Regression
A process to analyse two sets of data and work backwards (hence the name) to deduce the relationship between the two sets of data. Should a relationship be found between the two sets, prediction of the value of one set of data given the value of the other can be made.
Often used in statistics as it helps to detect trends that are crucial in real life as they can lead to better decisions in planning; for example, in natural disaster proactiveness and weather forecasts, regression can serve to predict occurrences before they happen.
# Important notes
- Predictions should be viewed as only approximations rather than accurate calculations.
- Predictions should not be extended beyond the range of data values given as input data, as it remains inconclusive whether the relationship will maintain for all values of both data sets.
# Type of relationship
Regressions can be broadly classified according to the type of relationship the two sets of data have. In particular, a relationship can be:
- linear, and therefore expressable in the form $y = ax + b$ where $a$ and $b$ are constants; or
- non-linear, and often in the form of a curve.
# Methods of regression
Based on the type of the relationship, there are different methods available to perform regression.
# Linear relationships
There are two notable methods to perform regression on sets of data with a linear relationship. These methods are:
- line-fitting by eye; and
- calculating the least squares.
If an equation is given by $y$ in terms of $x$ (i.e., $y = ax + b$), the line fit is known as the regression line of $y$ on $x$. Inversely (i.e., $x = ay + b$), it is called the regression line of $x$ on $y$
# Line-fitting by eye
Given two sets of data, we can attempt to analyse the relationship between them by plotting a graph using the given data.
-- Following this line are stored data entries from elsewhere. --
PR #1187, opened 2022-02-07
Introduce BulkRate class template

ischoegl:

The clear separation of `ArrheniusBase` and `ArrheniusRate` introduced in #1184 created an opening for the creation of class templates that can be further developed in #1181. Specifically, this PR introduces `BulkRate<RateType,DataType>`, along with stripped-down classes `Arrhenius3`,  `TwoTempPlasma` and `BlowersMasel`.

The pre-existing classes are now defined as `typedef`'s as:
```C++
typedef BulkRate<Arrhenius3, ArrheniusData> ArrheniusRate;
typedef BulkRate<BlowersMasel, BlowersMaselData> BlowersMaselRate;
typedef BulkRate<TwoTempPlasma, TwoTempPlasmaData> TwoTempPlasmaRate;
```

Beyond, additional streamlining targets the elimination of `TwoTempPlasmaReaction`, as well as some updates in `test_reaction.py`.

It is anticipated that the definition of  `Arrhenius3` and `BlowersMasel` will facilitate the introduction of class templates `InterfaceRate<>` and `StickingRate<>` in #1181. In addition, there is a potential use of `Arrhenius3` for a `ThreeBodyRate<>` template in a future resolution of Cantera/enhancements#133.

Also: eliminate multiple inheritance; while this allowed avoiding several `virtual` methods, multiple inheritance in combination with templates resulted in a small speed penalty, although the origin is inconclusive. While elimination of multiple inheritance shows a small improvement, tests on windows/MSVC indicate that #1184 did not introduce any noticeable regressions.

**Checklist**

### DIFF
--- a/include/cantera/kinetics/Arrhenius.h
+++ b/include/cantera/kinetics/Arrhenius.h
@@ -166,25 +166,29 @@ public:
     }
 
     //! Evaluate reaction rate
-    //! @internal  Non-virtual method that should not be overloaded
     double evalRate(double logT, double recipT) const {
         return m_A * std::exp(m_b * logT - m_Ea_R * recipT);
     }
 
     //! Evaluate natural logarithm of the rate constant.
-    //! @internal  Non-virtual method that should not be overloaded
     double evalLog(double logT, double recipT) const {
         return m_logA + m_b * logT - m_Ea_R * recipT;
     }
 
     //! Evaluate reaction rate
-    double evalRate(const ArrheniusData& shared_data) const {
+    /*!
+     *  @param shared_data  data shared by all reactions of a given type
+     */
+    double evalFromStruct(const ArrheniusData& shared_data) const {
         return m_A * std::exp(m_b * shared_data.logT - m_Ea_R * shared_data.recipT);
     }
 
     //! Evaluate derivative of reaction rate with respect to temperature
     //! divided by reaction rate
-    double ddTScaled(const ArrheniusData& shared_data) const {
+    /*!
+     *  @param shared_data  data shared by all reactions of a given type
+     */
+    double ddTScaledFromStruct(const ArrheniusData& shared_data) const {
         return (m_Ea_R * shared_data.recipT + m_b) * shared_data.recipT;
     }
 };
@@ -228,12 +232,13 @@ public:
         return "two-temperature-plasma";
     }
 
-    //! Context
     virtual void setContext(const Reaction& rxn, const Kinetics& kin) override;
 
     //! Evaluate reaction rate
-    //! @internal  Non-virtual method that should not be overloaded
-    double evalRate(const TwoTempPlasmaData& shared_data) const {
+    /*!
+     *  @param shared_data  data shared by all reactions of a given type
+     */
+    double evalFromStruct(const TwoTempPlasmaData& shared_data) const {
         // m_E4_R is the electron activation (in temperature units)
         return m_A * std::exp(m_b * shared_data.logTe -
                               m_Ea_R * shared_data.recipT +
@@ -246,9 +251,9 @@ public:
     /*!
      *  This method does not consider changes of electron temperature.
      *  A corresponding warning is raised.
-     *  @internal  Non-virtual method that should not be overloaded
+     *  @param shared_data  data shared by all reactions of a given type
      */
-    double ddTScaled(const TwoTempPlasmaData& shared_data) const;
+    double ddTScaledFromStruct(const TwoTempPlasmaData& shared_data) const;
 
     //! Return the electron activation energy *Ea* [J/kmol]
     double activationElectronEnergy() const {
@@ -313,7 +318,6 @@ public:
         return "Blowers-Masel";
     }
 
-    //! Set context
     virtual void setContext(const Reaction& rxn, const Kinetics& kin) override;
 
     //! Update information specific to reaction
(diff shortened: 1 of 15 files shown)


ischoegl:
This is ready for review. The four cancelled CI runs are due to a Windows-2016 brown-out. *Edit:* retriggered ...

include/cantera/kinetics/Arrhenius.h
```diff
@@ -468,7 +381,73 @@ class BlowersMaselRate final : public ArrheniusBase, public ReactionRate
...
+        }
+    }
+
+    //! Evaluate reaction rate
+    /*!
+     *  @param shared_data  data shared by all reactions of a given type
+     */
+    double evalFromStruct(const DataType& shared_data) const {
+        return RateType::evalRate(shared_data);
+    }
```
speth: If you rename `evalRate(DataType&)` to `evalFromStruct(DataType&)` in `ArrheniusBase` and friends, I think this method can just be deleted. Likewise for `ddTScaledFromStruct` below.

ischoegl: Correct, although they would have to be declared virtual, as there will be different implementations in other anticipated class templates. Due to the `final` declaration it should not make any difference. At the same time, the compiler inlines this and it does not appear to make any difference either way (I already tested this).

speth: *Sorry, I had clicked the wrong button -- meant to add this as part of a review.*

It's perfectly acceptable to override a non-virtual method in a derived class. In such a case, calls to this function will always be based on the visible type of the object, not a more derived type. This can be (and is) resolved at compile time, which is exactly what we want in this case, since the `MultiRate` class always has a pointer to the most-derived type, and no virtual function calls are needed (which furthermore means there's no need to mark the class as `final`).

speth (commented):
I like the simplification that this achieves, both in complexity and lines of code, by eliminating the use of multiple inheritance with the `ReactionRate` class. But I think we might be able to actually go a step further and skip the `BulkRate` template entirely with no real loss, since it's just delegating almost all of its behavior to `ArrheniusBase`.

I can still see this template structure potentially being useful in the case you mentioned of interface reactions, where we need to handle some common operations on top of either the base Arrhenius or Blowers-Masel rate types. And I can see retaining `BulkRate` if there's some set of behaviors that we need for bulk rates that shouldn't be part of the interface rates, but I don't see anything like that in the current implementation.

ischoegl:
@speth ... thanks for the comment! I removed the chained function calls, although I don't think there is any performance penalty. Based on your explanation, I don't see any benefit in keeping this around.

>  But I think we might be able to actually go a step further and skip the `BulkRate` template entirely with no real loss, since it's just delegating almost all of its behavior to `ArrheniusBase`.

There is the exception of `unique_ptr<MultiRateBase> newMultiRate()`, which cannot be pushed back to a lower level - we need to have this attached to a class definition that is `final`. So I believe `BulkRate<>` makes sense from this perspective. I am btw wondering whether we can construct a `BulkRate<Custom, CustomData>` ... .

> And I can see retaining `BulkRate` if there's some set of behaviors that we need for bulk rates that shouldn't be part of the interface rates, but I don't see anything like that in the current implementation.

Fwiw, `StickingRate<>` will need a different serialization, although this is minor.

So I *think* it may make sense to keep `BulkRate<>`, at least for the time being? As long as there's no performance penalty, it would imho be a self-documenting feature as well.

speth:
> There is the exception of `unique_ptr<MultiRateBase> newMultiRate()`, which cannot be pushed back to a lower level - we need to have this attached to a class definition that is `final`. So I believe `BulkRate<>` makes sense from this perspective.

You're right that `newMultiRate()` needs to be overridden in each class, but I don't think any of the classes actually need to be declared `final`, since the key performance sensitive methods (`xyzFromStruct`) are all non-virtual in the first place.

I guess eliminating `BulkRate` later is an option, if it turns out not to be useful in the `InterfaceKinetics` implementation. Although that would I think introduce more churn of renaming what is currently the `ArrheniusBase` class yet another time.

ischoegl:
> I guess eliminating `BulkRate` later is an option, if it turns out not to be useful in the `InterfaceKinetics` implementation. Although that would I think introduce more churn of renaming what is currently the `ArrheniusBase` class yet another time.

That would be my preference. I don’t see `ArrheniusBase` going away either way, and the `typedef`’s hide `BulkRate` from the API already.

ischoegl:
@speth ... fwiw, I believe that `BulkRate<>` can be easily leveraged to create
```
typedef BulkRate<CustomFunc1, ArrheniusData> CustomFunc1Rate;
```
by renaming `getParameters` to `getRateParameters` (mainly to raise an exception), and adding a corresponding `setRateParameters` (again to handle an exception). With that, I believe it would be simple to remove `CustomFunc1Reaction`. I'm not tackling this at the moment though as it is a tangent that I'd like to keep for later (mainly as a nomenclature has to be developed - `CustomFunc1` is clearly not ideal, - and there may be ways to introduce `Delegator`s). But again, the idea would be to have a `CustomFunc1` as a simple reusable unit for class templates `BulkRate<>`, `InterfaceRate<>`, `StickingRate<>`, etc..

At the moment, I'll wait for this PR to be merged before getting back to #1181.

include/cantera/kinetics/Arrhenius.h
```diff
@@ -255,55 +226,35 @@ class TwoTempPlasmaRate final : public ArrheniusBase, public ReactionRate
...
-     */
-    virtual void setParameters(const AnyMap& node, const UnitStack& rate_units) override;
-
-    virtual void getParameters(AnyMap& node) const override;
-
-    void check(const std::string& equation, const AnyMap& node) override {
-        checkRate(equation, node);
-    }
+    //! Context
+    virtual void setContext(const Reaction& rxn, const Kinetics& kin) override;
```
speth, line 235: I think it's better to just have no docstring for this method. That way, Doxygen will at least inherit the docstring from the parent class. Likewise for Blowers-Masel.

include/cantera/kinetics/Arrhenius.h
```diff
@@ -468,7 +388,56 @@ class BlowersMaselRate final : public ArrheniusBase, public ReactionRate
     double m_deltaH_R; //!< enthalpy change of reaction (in temperature units)
 };
 
-}
 
+//! A class template for bulk phase reaction rate specifications
+template <class RateType, class DataType>
+class BulkRate final : public RateType
```
speth: I don't think `final` is really necessary.

src/kinetics/Arrhenius.cpp
```diff
@@ -111,92 +111,62 @@ void ArrheniusBase::getRateParameters(AnyMap& node) const
...
 {
-    if (m_negativeA_ok) {
-        rateNode["negative-A"] = true;
-    }
-    AnyMap node;
-    ArrheniusBase::getRateParameters(node);
-    if (!node.empty()) {
-        // object is configured
-        rateNode["rate-constant"] = std::move(node);
+    // TwoTempPlasmaReaction is for a non-equilirium plasma, and the reverse rate
```
speth: "equilibrium" is misspelled.

speth (changes requested):
I had just a couple of very minor comments. Otherwise this looks good to me.

include/cantera/kinetics/Arrhenius.h
ischoegl: I believe it signals that nothing can inherit from this class, which I believe is ok. Still removing it ...

ischoegl:
@speth ... thank you for the review! I updated as requested.

speth (approved):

If points on the scatter diagram appear to lie close to a straight line, a regression line can be formed.
This method of regression is very subjective however as each individual plotting the regression line may not have the exact same line. Line-fitting by eye should only be used as a very rough estimation of the relationship between two sets of data.
# Least squares
Involes the construction of a regression line that fits the plotted points in a way that the total deviation between the line and the points is the least.
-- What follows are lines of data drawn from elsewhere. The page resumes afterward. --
PR #234, opened 2020-11-13
send scanner / build info to bugsnag

ghbren:
send scanner / build info to bugsnag


joshua-ostrom:
The changes look good - might be nice to include at least one spec as it doesn't look like we have any checks to ensue we are calling bugsnag_notify

joshua-ostrom (approved):
We lack some spec coverage on bugsnag we can follow w/some coverage there.  PR looks good

ghbren:
bugsnag spec added in #240

Issue #58, opened 2019-06-04
Adding a new scanner checklist


nishils:
Provide a checklist of what every scanner should support in terms of integrating with Salus.

This can include things like 

- please write tests
- please add documentation in the salus docs folder
- please document config in the salus docs folder.

This will make sure that scanners are consistent and make it easier for folks to contribute.

jborrey:
+1

kiwiz:
Hi, looking to contribute and it'd be great if this checklist was completed for referenc.

nishils:
I'm actually about to start working on a custom scanner so I can create a first draft here in the next day or two.

nishils:
@kiwiz - Opened a PR for this. If you'd like to take a look and provide feedback on anything confusing or unclear, it would be greatly appreciated.

PR #255, opened 2020-12-24
resolve issue #58 - adding notes on how to add custom scanner

nishils:
adding notes on how to add custom scanner


kiwiz:
Looks pretty good! Some comments:

- Looks like a documentation requirement is missing from the checklist - is this intentional?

For any two sets of data with a relationship of $y = ax + b$, the method of least squares defines several formulae that can be employed and calculated. Combined: $$ a = \frac {s_{xy}} {s_{xx}} = \frac {\sum xy - \frac {(\sum x)(\sum y)} {n}} {\sum x^2 - \frac {(\sum x)^2} {n}} $$ $$ b = \bar y - a \bar x = \frac {\sum y} n - a(\frac {\sum x} n) $$
Breaking down each formula that this method defines: $$ \bar x = \frac {\sum X} n $$ $$ \bar y = \frac {\sum y} n $$ $$ S_{xx} = \sum x^2 - \frac {(\sum x)^2} n $$ $$ s_{yy} = \sum y^2 - \frac {(\sum y)^2} n $$ $$ s_{xy} = \sum xy - \frac {(\sum x)(\sum y)} {n} $$
# Correlation
Correlation does not mean causation; regression lines does not necessarily mean that there must be a relationship between the two data sets. There are generally four possible kinds of correlations: - positive correlations; - negative correlations; - no correlations; and - non-linear correlations.
# Correlation coefficient
Measures the strength of the linear relationship between two sets of data. Also known as the linear product moment correlation coefficient and the coefficient of correlation. A computed value that gives a clue of the type of linear correlation two data sets have.
Ranges from -1 to 1, with more positive values indicating a strong positive linear relationship and the opposite a strong negative linear relationship. Should there be no linear relationship, the value of $r$ will be almost 0.
The correlation coefficient $r$ can be calculated using the following formula: $$ r = \frac {s_{xy}} {\sqrt {s_{xx} \times y_{yy}}} $$